Our work on “the street” showed that the mobilization of specific spaces and communities within of the capital cities had an impact on their atmosphere and on all the images associated to them. The war affected the culture of the cities’ constituent places and wartime social and cultural identities were shaped on the streets through the mobilization in , support of the war effort. New figures appeared in the cities’ crowds : increasingly militarized and feminized, the crowds embodied the tensions, which, although inherent in the process of national mobilization, contrasted with the myths of national solidarity. The commitment to the war effort led to the emergence of new moral norms imposed upon the cities’ populations by the conflict. This project proved to be a most rewarding experience of international collaborative research.

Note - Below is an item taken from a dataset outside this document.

PR #6627, opened 2023-10-08
feat: add IF NOT EXISTS config for migrator

zhtiyissr:
- [x] Do only one thing
- [x] Tested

Marie Curie Fellowship (2011-2013)
This project aims to investigate the operations of the Triple Entente in the First World War as a multicultural military alliance, exploring the intercultural contacts and exchanges between and within the forces which made up the Entente, as the First World War proved to be an extraordinary opportunity for millions of Entente soldiers to come into contact with fellow combatants who had come from all parts of the allied empires to fight a common enemy.
The project will describe and analyse the policies devised by the Allied nations to regulate contacts between – and in some cases enforce segregation of – Allied troops and/or home front populations, but also investigate the cultural issues of uprooted soldiers (European, Colonial & North American) sent to European battlefields, who had numerous opportunities to mingle on the Western front. Communal and national sociabilities are then challenged with the melting-pots of the emerging Allied cultures. The project will pay particular attention to the moments and sites of interaction to stress the diversity of circumstances in which benevolent or tense interactions took place. The project will also contrast the emergence of the Allied identity with the steps taken to maintain communal identities during and after the conflict. Military historians have stressed the importance of national and communal identities in combat operations, when the cohesion and discipline of troops is critical to their efficiency in the field, and the role that sport, civilian popular culture, and regimental traditions and identities played in this process within the British and American armies. The research will develop these matters exploring in particular food traditions as a support for morale among uprooted soldiers, and cross-cultural food issues.
The project will eventually investigate the construction of an Allied identity that was meant to ensure the cohesion of a multinational Allied coalition and sustain the mobilization of public opinions. The research will go beyond official discourses, steeped in the language of high-politics and military operations, to analyze how the press, literature, and the popular culture of the allied nations also contributed to the definition of this allied identity.